Taking a break from Rspec

August 17, 2007 Pivotal Labs

On my next new project, I think I’m going back to Test::Unit. I’ve lost patience with Rspec, and it seems like I’m not alone. But I’ve spent more time praising and lobbying for it than some of its other current detractors, so I feel an explanation of my reversal is in order. First, I’ll start off with what I like about Rspec, what got me to spend the time and energy switching to it to begin with.

I’ve always stressed that Rspec brings nothing fundamentally new to the table. For **’s sake, it’s a testing framework. Setup. Teardown. Mocking. There’s not a hell of a lot more to see. And that’s okay. What’s great about Rspec is that it lets you use real strings to label your test fixtures and cases. When I learned about it, I was struggling to name my test cases like sentences.


Luckily, I’m a Dvorak typist so the underbar is close at hand, but not being able to freely compose descriptions of what I’m testing in a natural way can be very limiting. Writing helps me gather my thoughts, so the act of labelling the test can really help me. I take special pride in well written “it” strings. The describe block strings are also helpful, but not as big a deal to me. The clever assertion hacks are also cute and fun to write. The built in mocking is nice, but I’m not a big mockofascist, so I don’t get too excited about it.

And… that’s basically it. My appreciation for Rspec can be broken down as follows:

  • 70%: String test fixture and case names
  • 20%: .should be_valid etc
  • 10%: Mocking

Now, what sucks about Rspec snuck up on me. It boils down to 2 things:

  1. The framework is too f-ing complicated in its implementation.
  2. The framework is too presumptive about how I wish to organize my tests.
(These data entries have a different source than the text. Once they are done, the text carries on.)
PR #30562, opened 2024-10-10
feat: add openbao-k8s package

wojciechka:


openbao-k8s.yaml
```diff
@@ -0,0 +1,55 @@
...
+
+  - uses: go/bump
+    with:
+      deps: golang.org/x/net@v0.23.0
+      replaces: golang.org/x/net=golang.org/x/net@v0.23.0
+
+  - uses: go/bump
+    with:
+      deps: google.golang.org/protobuf@v1.33.0
+      replaces: google.golang.org/protobuf=google.golang.org/protobuf@v1.33.0
```
kranurag7, line 24: deps and replaces takes more than one args. I think we can combine both of this block.

wojciechka: Good point. Thanks, looked at other examples and made it 1 action and simpler.

kranurag7 (approved):

PR #30569, opened 2024-10-10
portieris: Add package

IdlePhysicist:
This commit adds the portieris package https://github.com/IBM/portieris

#### For new package PRs only

### DIFF
--- a/portieris.yaml
+++ b/portieris.yaml
@@ -1,0 +1,45 @@
+package:
+  name: portieris
+  version: 0.13.19
+  epoch: 0
+  description: A Kubernetes Admission Controller for verifying image trust.
+  copyright:
+    - license: Apache-2.0
+
+environment:
+  environment:
+    CGO_ENABLED: "0"
+
+pipeline:
+  - uses: git-checkout
+    with:
+      repository: https://github.com/IBM/portieris.git
+      tag: v${{package.version}}
+      expected-commit: d0705039d060ab11b8fa598b79647ac0008af57e
+
+  - uses: go/build
+    with:
+      packages: "./cmd/portieris"
+      ldflags: "-X github.com/IBM/portieris/internal/info.Version=v${{package.version}}"
+      tags: containers_image_openpgp
+      output: portieris
+
+subpackages:
+  - name: portieris-compat
+    description: Compat package for portieris
+    pipeline:
+      - runs: |
+          mkdir -p ${{targets.subpkgdir}}/
+          ln -s /usr/bin/portieris "${{targets.subpkgdir}}"/portieris
+
+update:
+  enabled: true
+  github:
+    identifier: IBM/portieris
+    strip-prefix: v
+
+test:
+  pipeline:
+    - runs: |
+        which portieris
+        portieris --help


portieris.yaml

The second is an aesthetic gripe, which I insist is fair game, since the framework’s merits are mainly aesthetic anyways. The first is a much deeper issue. The semantics of a Test::Unit test fixture are straightforward. The test fixture is a class. It contains methods beginning with the word test. A seperate instance of the class is created, in which each test runs. A setup and teardown method run before and after each method invocation.

And that is more or less all I need to know. There’s some stuff I’d like to have, like a global setup / teardown akin to before(:all), but I can what’s there without really understanding anything about the framework’s implementation. It rides on the semantics of Ruby, and I understand Ruby because I use it every day.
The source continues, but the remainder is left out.